Sementara itu, AA, yang diidentifikasi sebagai anggota kepolisian sekaligus mantan Kapolsek, diduga kuat berperan sebagai pembeli narkotika dari jaringan tersebut.
Menindaklanjuti informasi, tim Ditresnarkoba Polda Bengkulu melakukan penyelidikan tertutup dan pemantauan intensif.
Puncaknya, polisi menggerebek dan mengamankan tersangka SP di salah satu hotel di Lebong, Kamis (22/1) sekitar pukul 05.00 WIB.
“Dari tersangka SP kami mengamankan dua paket narkotika jenis sabu yang dibungkus plastik bening,” jelas Kabid Humas Polda Bengkulu Kombes Pol Ichsan Nur, dalam keterangannya pada Jumat (23/1/26).
Dalam pemeriksaan, SP mengaku barang haram tersebut diperoleh dari PP.
Tim segera bergerak ke rumah PP di Kelurahan Kampung Jawa, Kecamatan Lebong Utara, dan melakukan penggeledahan sekitar pukul 06.30 WIB dengan disaksikan ketua RT setempat.
Hasilnya, polisi menyita satu paket kecil sabu, lima paket ganja, tiga timbangan digital, dua tas hitam, dua pipet skop, serta sejumlah klip plastik bening berbagai ukuran.
Pengembangan kasus ini mengungkap fakta keterlibatan AA, oknum anggota Polri sebagai pelanggan narkoba jaringan tersebut.
Terkait hal tersebut, AA langsung diserahkan ke Propam Polda Bengkulu untuk diproses etik dan disiplin.
“Kami langsung tangani melalui proses kode etik.
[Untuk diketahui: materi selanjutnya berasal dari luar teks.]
PR #429, opened 2023-05-12
Error is now stored even if store_iterations=False. 

hisigns:
Changed in singleslice, multislice, mixedstate, simultaneous, overlap, and overlap_magnetic.


gvarnavi:
Thanks Hannah,
Seems like `self.error_iterations = []` needs to initialized in all cases except when user explicitly sets `reset=False`. Otherwise looks goods, merged and tweaked upstream!

PR #431, opened 2023-05-16
Fix for show() default behaviour in sparse images

cophus:
Error occurs with mostly-white or mostly-black images when vmin==vmax (the automatically determined values for vmin and vmax)


cophus:
Examples

old behaviour:
image

new behaviour:
image

bsavitzky (approved):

Kami tidak main-main dengan narkoba,” tegas Ichsan Nur.
Ia menegaskan komitmen Polri untuk menyikat habis narkoba tanpa pandang bulu, termasuk jika pelakunya adalah anggota kepolisian sendiri.
“Anggota Polri harus menjadi teladan. Siapa pun yang terlibat narkoba akan ditindak tegas. Tidak ada perlindungan, tidak ada pilih kasih,” tandas Ichsan Nur.
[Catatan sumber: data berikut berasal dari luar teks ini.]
PR #432, opened 2023-05-16
Adding intensity scaling to whole pattern fitting

cophus:
We found that not scaling the DP intensities causes the fits to be poor and take a long time.  Dividing each pattern by the mean intensity before fitting fixes both of these issues.


cophus:
Fixing plotting bugs in show() too:
image

alex-rakowski:
Not sure how, but I have committed to this PR... I think I need to work with you @cophus  to remove them

alex-rakowski:
I should have removed all the weird commits let me know if I made any other errors I didn't spot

Atas perbuatannya, para tersangka dijerat Pasal 610 ayat. (1) huruf (a) sebagai pasal primer dan Pasal 609 ayat (1) huruf (a) sebagai pasal subsider UU RI Nomor 1 Tahun 2023 tentang KUHP.
Polda Bengkulu mengajak masyarakat untuk terus aktif melaporkan aktivitas mencurigakan, sebagai benteng utama melindungi lingkungan dan generasi muda dari ancaman narkotika. (Red/Jer)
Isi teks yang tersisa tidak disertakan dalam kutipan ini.